Likewise, even though virtual textures make large scale precomputed global illumination effects practical, ideally we would like to acheive(fake) real-time global illumination, for both larger worlds and more dynamic, interactive worlds with destruction, diurnal cycles, and the associated dynamic lighting environments. Here I see a combination of techniques which can make this possible: approximate conic area lighting, conic ambient occlusion for low frequency shadowing approximation, GPU generation of 2nd bounce light sources, and agressive optimization of the light-pixel interactions through exploitation of spatial and temporal coherence.
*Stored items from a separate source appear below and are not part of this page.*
Issue #568, opened 2019-12-19
hoomd.update.box_resize shifting particle positions


patricklawton:
## Description
When running with mpi, a call to hoomd.update.box_resize causes the particle positions to shift in the dimensions resized, even if scale_particles=False in hoomd.update.box_resize. 

## Script

import hoomd
from hoomd import hpmc
import numpy as np
hoomd.context.initialize("")
system = hoomd.init.create_lattice(hoomd.lattice.sc(a=0.5), n=[10,10,10])
mc = hpmc.integrate.sphere(d=1.05, seed=1)
mc.shape_param.set('A', diameter=1.0)

print ('Simulation box before resizing:', system.box)
print ('min and max particle positions before resizing:{0}/{1}'.format(np.amin([p.position for p in system.particles], axis=0),np.amax([p.position for p in system.particles], axis=0)))

hoomd.run(1e2)
hoomd.update.box_resize(Lx=system.box.Lx,Ly=system.box.Ly*2,Lz=system.box.Lz*2, scale_particles=False, period=None)

print ('Simulation box after resizing:', system.box)
print ('min and max particle positions after resizing:{0}/{1}'.format(np.amin([p.position for p in system.particles], axis=0),np.amax([p.position for p in system.particles], axis=0)))

## Output
Simulation box before resizing: Box: Lx=5.0 Ly=5.0 Lz=5.0 xy=0.0 xz=0.0 yz=0.0 dimensions=3
Simulation box before resizing: Box: Lx=5.0 Ly=5.0 Lz=5.0 xy=0.0 xz=0.0 yz=0.0 dimensions=3
min and max particle positions before resizing:[-2.25 -2.25 -2.25]/[2.25 2.25 2.25]
min and max particle positions before resizing:[-2.25 -2.25 -2.25]/[2.25 2.25 2.25]
resize_test.py:012  |  hoomd.run(1e2)
** starting run **
Time 00:00:00 | Step 100 / 100 | TPS 258.419 | ETA 00:00:00
Average TPS: 258.393
---------
notice(2): -- HPMC stats:
notice(2): Average translate acceptance: 0
notice(2): Trial moves per second:        458708
notice(2): Overlap checks per second:     4.4919e+06
notice(2): Overlap checks per trial move: 9.79251
notice(2): Number of overlap errors:      0
** run complete **
[...]

PR #1564, opened 2023-05-25
Account for grid shift in HPMC external fields

### LINKED ISSUE #1562: Unexpected behavior with CPPExternalPotential
### Description

I am running an HPMC simulation with a custom external potential using `hpmc.external.user` and am getting unexpected results. The potential should bias particle positions to a specific z-value, but that is not happening. The particles do not appear to be influenced by the external potential.

@joaander found the problem: the functions in the `ExternalFieldJIT` C++ class do not account for the grid shift when computing energies. I will implement a bugfix very soon.

### Script

```python
import hoomd
```

### Input files

_No response_

### Output

```shell
No output.
```

### Expected output

_No response_

### Platform

CPU, Linux

### Installation method

Compiled from source

### HOOMD-blue version

3.11.0

### Python version

3.9.15

tcmoore3:
## Description

Account for grid shift in member functions of C++ class `ExternalFieldJIT`.

## Motivation and context

Fixes a bug.

Resolves #1562 

## How has this been tested?

I updated the `test_gravity` unit test to be more robust. I have also observed the correct behavior in the simulation mentioned in #1562. 

## Change log

```
- Fix bug in hpmc.external.user.CPPExternalPotential
```

## Checklist:

### DIFF
--- a/hoomd/hpmc/ExternalFieldJIT.h
+++ b/hoomd/hpmc/ExternalFieldJIT.h
@@ -103,7 +103,9 @@ template<class Shape> class ExternalFieldJIT : public hpmc::ExternalFieldMono<Sh
             // read in the current position and orientation
             Scalar4 postype_i = h_postype.data[i];
             unsigned int typ_i = __scalar_as_int(postype_i.w);
-            vec3<Scalar> pos_i = vec3<Scalar>(postype_i);
+            vec3<Scalar> pos_i = vec3<Scalar>(postype_i) - vec3<Scalar>(this->m_pdata->getOrigin());
+            int3 image = make_int3(0, 0, 0);
+            box.wrap(pos_i, image);
 
             total_energy += energy(box,
                                    typ_i,
@@ -161,7 +163,12 @@ template<class Shape> class ExternalFieldJIT : public hpmc::ExternalFieldMono<Sh
             // read in the current position and orientation
             Scalar4 postype_i = h_postype.data[i];
             unsigned int typ_i = __scalar_as_int(postype_i.w);
-            vec3<Scalar> pos_i = vec3<Scalar>(postype_i);
+            int3 image = make_int3(0, 0, 0);
+            vec3<Scalar> pos_i = vec3<Scalar>(postype_i) - vec3<Scalar>(this->m_pdata->getOrigin());
+            box_new.wrap(pos_i, image);
+            image = make_int3(0, 0, 0);
+            vec3<Scalar> old_pos_i = vec3<Scalar>(*(position_old + i));
+            box_old.wrap(old_pos_i, image);
             dE += energy(box_new,
                          typ_i,
                          pos_i,
@@ -170,7 +177,7 @@ template<class Shape> class ExternalFieldJIT : public hpmc::ExternalFieldMono<Sh
                          h_charge.data[i]);
             dE -= energy(box_old,
                          typ_i,
-                         vec3<Scalar>(*(position_old + i)),
+                         old_pos_i,
                          quat<Scalar>(*(orientation_old + i)),
                          h_diameter.data[i],
                          h_charge.data[i]);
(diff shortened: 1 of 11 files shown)


hoomd/hpmc/pytest/test_external_user.py
joaander, line 1: We discussed improvements to the test offline.

hoomd/hpmc/ExternalFieldJIT.h
```diff
@@ -161,7 +163,12 @@ template<class Shape> class ExternalFieldJIT : public hpmc::ExternalFieldMono<Sh
             // read in the current position and orientation
             Scalar4 postype_i = h_postype.data[i];
             unsigned int typ_i = __scalar_as_int(postype_i.w);
-            vec3<Scalar> pos_i = vec3<Scalar>(postype_i);
+            int3 image = make_int3(0, 0, 0);
+            vec3<Scalar> pos_i = vec3<Scalar>(postype_i) - vec3<Scalar>(this->m_pdata->getOrigin());
+            box_new.wrap(pos_i, image);
+            image = make_int3(0, 0, 0);
+            vec3<Scalar> old_pos_i = vec3<Scalar>(*(position_old + i));
```
joaander: * `old_pos_i` must be shifted by the old origin, which the caller must provide.
* `IntegratorHPMC::attemptBoxResize` should scale the origin.

joaander (changes requested):
Thanks for the fix. I have suggestions for improvement.

hoomd/hpmc/IntegratorHPMC.cc
```diff
@@ -153,6 +153,12 @@ bool IntegratorHPMC::attemptBoxResize(uint64_t timestep, const BoxDim& new_box)
 
     m_pdata->setGlobalBox(new_box);
 
+    // scale the origin
+    Scalar3 old_origin = m_pdata->getOrigin();
```
joaander, line 157: Excellent. Please make similar changes to `BoxResizeUpdater.cc`.

hoomd/hpmc/UpdaterBoxMC.cc
```diff
@@ -305,6 +311,9 @@ inline bool UpdaterBoxMC::box_resize_trial(Scalar Lx,
 
         m_pdata->setGlobalBox(curBox);
 
+        // reset origin
+        m_pdata->translateOrigin(-origin_shift);
```
joaander, line 315: Excellent. Please make similar changes to `UpdaterQuickCompress.cc`.

joaander (changes requested):
Thanks! This looks to be exactly what we need to fix external fields in HPMC with box moves.

I would like to see a test for this. First let's look at the trajectory of a simulation run (not a unit test) and see if we can identify a way to write a unit test. You could use your existing harmonic test, though I think it the results might be more clear if we instead place disks outside of a cylindrical wall. 

Before this fix: when run in MPI, the origin will shift inconsistently with the particles, so at some point particles will either end up stuck inside the cylinder and/or the cylinder may appear to diffuse through the simulation box. After this fix, the trajectory should look normal with particles moving around a fixed cylinder.

tcmoore3:
> Thanks! This looks to be exactly what we need to fix external fields in HPMC with box moves.
> 
> I would like to see a test for this. First let's look at the trajectory of a simulation run (not a unit test) and see if we can identify a way to write a unit test. You could use your existing harmonic test, though I think it the results might be more clear if we instead place disks outside of a cylindrical wall.
> 
> Before this fix: when run in MPI, the origin will shift inconsistently with the particles, so at some point particles will either end up stuck inside the cylinder and/or the cylinder may appear to diffuse through the simulation box. After this fix, the trajectory should look normal with particles moving around a fixed cylinder.

@joaander and I worked out a test that highlights the unexpected behavior, which I will summarize here for future reference. The test system is a system of hard spheres initially at a low packing fraction with an HPMC integrator with move size 0 and a `hpmc.update.BoxMC` updater set to `betaP = 10`. As the simulation runs, the box updater causes the system density to increase. Before the fix (specifically, using the v3.10 release), the grid shift is apparent if you track the trajectories of individual particles as the system compresses; the trajectories appear as wavy lines. In contrast, the trajectories are straight lines with this fix. The attached figure illustrates these differences. Note that in this example, only the "dynamics" are affected and the thermodynamics are still correct. However, in cases where a potential energy function depends on spatial coordinates, as discussed in #1562, the thermodynamics of the system are also incorrect.
image

This fix may also resolve the behavior described in #568.

joaander (approved):
Thanks!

Finally, even though surfaces with medium geometry tessellation amplified with higher frequency unique normals look pretty good for organic surfaces, we can do better. Really high quality terrains and organic surfaces require pixel or sub-pixel accurate geometric accuracy, which is difficult to acheive on current hardware due to the triangle setup and rasterization bottleneck. This is an area where some more exotic surface techniques such as point splatting and even limited ray tracing could potentially be even faster than rasterizing micro-triangles on current hardware, when combined with key spatial and temporal optimizations. Ultimately, this is the likely new direction for the state of the art in the next generation of GPU hardware. Triangle rasterization no longer has specific advantages in the upcoming next generation of renderers.
But coming back down to the reality of the current generation, there is a final set of phenomenon that is not well handled by any of the current techniques discussed above, which is atmospheric effects. I’ve been thinking about what I believe is a new representation of optic density (the function of visibility through a ray) which could permit an order independent rendering of translucent effects suitable for clouds, smoke, fire, fog, and general atmosphere, and more importantly, based on the equivalent of a z-buffer which would allow full shadowing and lighting effects. There’s already been some work related to this, such as deep shadow buffers, and optic density accumulation of particles, but what I have in mind is a volumetric particle system combined with an optic density histogram structure, built in pyramid fashion, which achieves massive fillrate reduction, order independence, and a single structure which can give an illumination/extinction query per pixel. It naturally exploits spatial coherence, in 2D of the screen through the pyramid, and also along depth. It would be even better to exploit temporal coherence, but I haven’t thought much about that yet.
If I actually had the time to implement all of this before the next generation comes around, I think it would make a pretty impressive engine. But the next generation is already here on high-end PC, and my current bet is that all of these techniques can be replaced by a simpler rendering architecture based on a single data structure and algorithm: voxel cone tracing. When combined with spatial and temporal coherence optimizations, this technique can do everything, and do it fast and well. The real challenge will be in streaming and compression to handle all the data and fit into memory.